Here are some methods, in no order of usefulness:

- do not pick up contact on the reins until you are on, as the horse may take this as a cue to move

- teach the horse what you want, as he may never have learnt. Walk up to the mb, ask for stand, praise, lean on saddle,praise, etc. If he moves or shifts give him a firm 'no' or 'ah ah', push him back into place and continue

- when he moves, make him work is feet in tight circles thus teaching him that to stand will result in reward, and to fidget will result in work.

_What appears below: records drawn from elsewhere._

PR #458, opened 2022-08-30
Finalize i18n setup (client side)

robinandeer:
## Describe your changes

Finalize i18n setup (client side)

Add i18n-next dependency to store, upgrade for onboarding.

Add download-translations script to store.

Update `ButtonBlock` to use `NextLink` to support locales.

Update `[...slug]` page to generate pages for all locales (temp).

Fetch translations on all pages and return 404 for default locale.

Update types for `getStoryBySlug` since it also can return `undefined`.

I haven't used the translations on any page since I didn't find any use cases unless you get to the cart/checkout - and the API has updated so couldn't test it.

When we decide how to handle locales in CMS we will update how we handle that in `[...slug]`.


robinandeer:
* main
  * **PR #458** <a href="https://app.graphite.dev/github/pr/HedvigInsurance/racoon/458" target="_blank">Graphite</a>  👈

This comment was auto-generated by [Graphite](https://app.graphite.dev/github/pr/HedvigInsurance/racoon/458?utm_source=stack-comment).

apps/store/src/pages/[...slug].tsx
```diff
@@ -27,20 +28,27 @@ const NextPage: NextPageWithLayout<StoryblokPageProps> = (props: StoryblokPagePr
...
 
-export const getStaticProps: GetStaticProps<StoryblokPageProps, StoryblokQueryParams> = async ({
-  params,
-  preview,
-}) => {
+export const getStaticProps: GetStaticProps<StoryblokPageProps, StoryblokQueryParams> = async (
+  context,
+) => {
+  const { params, preview, locale } = context
+  if (!locale || locale === 'default') return { notFound: true }
```
Comment (alebedev) [inline apps/store/src/pages/[...slug].tsx:35]: Would be nice to ensure we never get `'default'` and there's always meaningful fallback - would allow us to remove these checks from everywhere

alebedev (approved):

apps/store/src/pages/[...slug].tsx
Comment (robinandeer) [reply apps/store/src/pages/[...slug].tsx:35]: Hmm, we don't have a "default" locale right now

It's a feature we can't really turn off in Next.js tho. There are workarounds (https://nextjs.org/docs/advanced-features/i18n-routing#prefixing-the-default-locale) but I felt like it was safer to start like this and then we can discuss later!

Comment (alebedev) [reply apps/store/src/pages/[...slug].tsx:35]: Agree, let's address this in another MR.  Maybe we can handle default locale at middleware level and remove at that boilerplate?

alebedev (approved):
Looks good overall.  Two thing I think we should address in separate PRs
- localize install in download script
- boilerplate with empty / default locale in every page

PR #459, opened 2022-08-30
Fix print effect on forever page

robinandeer:
## Describe your changes

Update implementation.

With async rendering we can't be sure about the order anymore so we got unpredictable behavior with "setInterval".

I've tested this approach and seems to work fine.

### DIFF
--- a/apps/onboarding/src/components/forever/usePrintCodeEffect.ts
+++ b/apps/onboarding/src/components/forever/usePrintCodeEffect.ts
@@ -8,27 +8,20 @@ type PrintCodeEffectParams = {
 
 export const usePrintCodeEffect = ({ initialCode }: PrintCodeEffectParams) => {
   const [code, setCode] = useState('')
+  const [charIndex, setCharIndex] = useState(0)
 
   useEffect(() => {
-    let charIndex = 0
-    setCode('')
+    if (charIndex >= initialCode.length) return
 
-    const handle = window.setInterval(() => {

- place your mb so that the horse is inbetween it, and a wall, thus he cannot swing his hindquarters out

- do lots of groundwork with him in the round pen, using the mb as the place where he gets rest and praise 

- have mints in your pocket and only give him one when you have mounted successfully

The list goes on, and there are as many solutions as there are horses. But with patience, and trial and error you will find a solution


----------



## CowboysDream (Nov 12, 2011)

The horse I partboard is also a lesson horse and pretty much all the girls that ride him let him just walk off while they are getting on. So he has the habit that as soon as I put a bit of weight in the stirrup he starts to walk off. I have to take some contact on the reins and when I him tense up to walk off I 'woah' him and tell him to stand. If he actually takes a step I back him up. I used to be nervous about it but we have our routine now and I got comfortable since he's so predictable. 

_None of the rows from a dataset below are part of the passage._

PR #3996, opened 2024-02-29
GEN-1860 - refact(ReviewComment): move tag logic to component level

guilhermespopolin:
## Describe your changes

* Update the way _review tags_ are obtained. There is a translation key for each product type that follows the patter: `[productId]__REVIEW_COMMENT_TAG`. E.g: `SE_CAT_REVIEW_COMMENT_TAG`. Before I was storing this for each comment on _redis_ which it seems wrong. Now I have a `attributedTo` field for each comment which indicates which product it's connected to. I then build that translation key at the UI level inside `ReviewComment` comment.

image

It feels better this way.

**Not to myself**: Remember to remove `tag` deprecated field from comments stored on _redis_.

### DIFF
--- a/apps/store/src/components/ProductReviews/ReviewComment.tsx
+++ b/apps/store/src/components/ProductReviews/ReviewComment.tsx
@@ -12,16 +12,16 @@ type Props = Review & {
   className?: string
 }
 
-export const ReviewComment = ({ score, date, tag, content, className }: Props) => {
+export function ReviewComment({ score, date, content, attributedTo, className }: Props) {
   const { t } = useTranslation('reviews')
+  const tag = useTag(attributedTo)
   const formatter = useFormatter()
 
   return (
     <div className={clsx(wrapper, className)}>
       <div className={reviewHeader}>
         <Stars score={score} size="1rem" />
-        {/* @ts-expect-error couldn't find a way to tell TS that tag string content belongs to 'reviews' namespace */}
-        {tag && <span className={reviewTag}>{t(tag)}</span>}
+        {<span className={reviewTag}>{tag}</span>}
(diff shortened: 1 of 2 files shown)


apps/store/src/components/ProductReviews/ReviewComment.tsx
```diff
@@ -21,7 +23,7 @@ export const ReviewComment = ({ score, date, tag, content, className }: Props) =
       <div className={reviewHeader}>
         <Stars score={score} size="1rem" />
         {/* @ts-expect-error couldn't find a way to tell TS that tag string content belongs to 'reviews' namespace */}
-        {tag && <span className={reviewTag}>{t(tag)}</span>}
+        {<span className={reviewTag}>{t(`${attributedTo}${TAG_TRANSLATION_KEY_SUFFIX}`)}</span>}
```
alebedev, line 26: Building translation keys from parts breaks scanning for used keys workflow.  How many values for `attributedTo` do we expect?

alebedev: I think one big switch statement that returns a key from productId might be better, even if uglier

guilhermespopolin: We expect one for each product - 8 in total.
I can add that switch, no problem.

alebedev (approved):
Great!

guilhermespopolin:
### Merge activity

* **Mar 13, 11:49 AM EDT**: @guilhermespopolin started a stack merge that includes this pull request via [Graphite](https://app.graphite.dev/github/pr/HedvigInsurance/racoon/3996).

I think the main key is consistency. For awhile there I was the only person to ride him Saturday - Monday and by Monday he was already standing nicely for me.


----------



## SlideStop (Dec 28, 2011)

My friends TWH came with the same problem. Bring him to the center of the ring with the nmounting block. Lunge him around. Stand up on the block and ask him stop and come in. When he comes in pet him so he associates the block with rest and relaxation. Then just start walking him up to the block. Stand by his face, and pet him. Move towards his neck/should, see where the boundary of his comfort zone is. If he stays pet him until he is relaxed then walk away from the block. If he moves send him back out and work him. Once he is comfortable with the neck area move one step up the block. If he stands, reward. If he moves he works. Then progress to step 2, then step three, lean on the saddle, then eventually get on. Move at a pace that is comfortable with her! Remember if she stays you reward with a pet and walking away, if she goes she works. Don't push the boundies to fast either. Once you are able to get on, get off right away and quit on that! My friends horse learned to stand in about a day and a half. Everyone once on a blue moon he needs a reminder, but he is pretty solid for mounting!
_Posted via Mobile Device_


----------



## SammysMom (Jul 20, 2013)

I had this issue with my guy in the beginning. His former owner did a hopping-mount from the ground as he was walking away, and it was maddening trying to get on him from a block. What worked really well for me was making the calm thing be me settling into the saddle, not walking off. My trainer explained it like this: the way I was doing it, I was gathering my reins, getting ready and then _abunchofthingshappenatonce_! So we worked on doing things in stages. Gather the reins, put one foot in, stand up on that foot, swing my other leg back and forth, swing over, sit down and THEN get super quiet. Teach him that me doing things doesn't mean he needs to get going. I can mess with the reins and move things around, and all he has to do is stand there. In the beginning when he was still moving off, I didn't move on to the next step until he was still. Generally if I could gather the reins and he stood, I could put a foot in and he'd stand. Of course there were times I didn't have time to work on it and just jumped up and hoped for the best, but the slow thing really helped. Now I can hang out standing up with one foot in the stirrup and he doesn't go anywhere, which is a HUGE change from mounting him in the beginning.


----------